Perhaps this movement could be called “Grow Up, Governments” (inspired by Greta Thunberg) as it challenges them to show how much they value their people by forgetting economic targets, and instead showing gains on the happiness index, removal of carbon dioxide from the atmosphere, and progress towards zero emissions. Do you think it would catch on?
Can you please give us your favorite “Life Lesson Quote”? Can you share how that was relevant to you in your life?
Many come to mind, but what really drives me is the knowledge that life really is fleeting. Anthony and I know how precious it is having both lost many people in our lives. Several have been younger than we are now, including my dad who died at 38. That undoubtedly has had a great impact on me, and motivates me daily to have a connected and happy life with my kids, to really do all of the things I want to do, and try to have the most positive impact I can along the way.
A specific quote that I used to have in my home was by the Dalai Lama about never giving up. I love it because it urges me to keep on going even though it’s a lonely road and many people won’t like what I’m saying. It also reminds me to always have compassion for where others are at, and compassion for myself as I make mistakes along the way. And it gave me more strength to go against the norm of sending our kids to school and living a traditional family life.

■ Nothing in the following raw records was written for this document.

PR #1044, opened 2026-05-20
Enable base image and platform specification at the DSL level

rizzip:
### Why

* Pipeline DSL builder uses default docker image with only python installed, making use fo CUDA optimized images difficult
* Build process defaults to building for both amd64 and arm64, which is not always preferred

### How

* Adds `base_image` and `platform` kwargs to `@step`
* Installs and uses `uv` for requirements resolution when using the built in Dockerfile

### Tests

* Relevent unit tests added
* [Sister PR in pipeline-examples](https://github.com/Clarifai/pipeline-examples/pull/33) shows example usage

### Notes

*


christineyu123 (approved):

clarifai/cli/pipeline.py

I had been ‘developing my heart’ as he puts it for the previous several years before becoming a mother, and thus knew I wanted my kid’s educations to be non-competitive and not focused on academics to the exclusion of many other qualities. I think the Dalai Lama is right in saying we spend too much time in the West on the mind, and after first trialling education outside of the school system, Anthony and I now feel confident in raising our kids to know themselves deeply, to be globally-minded, creative and resilient, to learn practical skills and engage in real-world social situations, and to not have to compete with their peers.
“No matter what is going on
Never give up
Develop the heart
Too much energy in your country
Is spent developing the mind
Instead of the heart
Not just to your friends
But to everyone
Work for peace
In your heart and in the world
Work for peace
And I say again
Never give up
No matter what is going on around you
Never give up”
Is there a person in the world, or in the US whom you would love to have a private breakfast or lunch with, and why? He or she might just see this, especially if we tag them. 🙂
There are so many people I would love to chat with! I am greatly inspired by strong women who have stepped up to share their messages with the world, like Loung Ung, Malala Yousafzai, Patrisse Cullors, Rosie Batty, Emma Gonzalez, Waris Dirie, and many others who speak out about injustice and put themselves in the spotlight to raise awareness.
I am also inspired by environmentalists and climate action advocates like former Australian Senator Bob Brown, Jane Goodall, Bill McKibbon, David Attenborough and Greta Thunberg. And Leonardo DiCaprio of course, he is one of the biggest examples of using his platform for social impact, isn’t he? I’d love to chat with him and ask about how he deals with having such a high profile, and how he balances his activism with being artistic.
I think I will move into creative writing in addition to what I’m doing now, because stories can be huge catalysts for change in addition to reporting and documentaries. If you’re setting up a brunch with Leo for me, please let him know I want to discuss a climate change narrative idea!
This was very meaningful, thank you so much!
Thanks again for having me, and for sharing all of these social impact stories.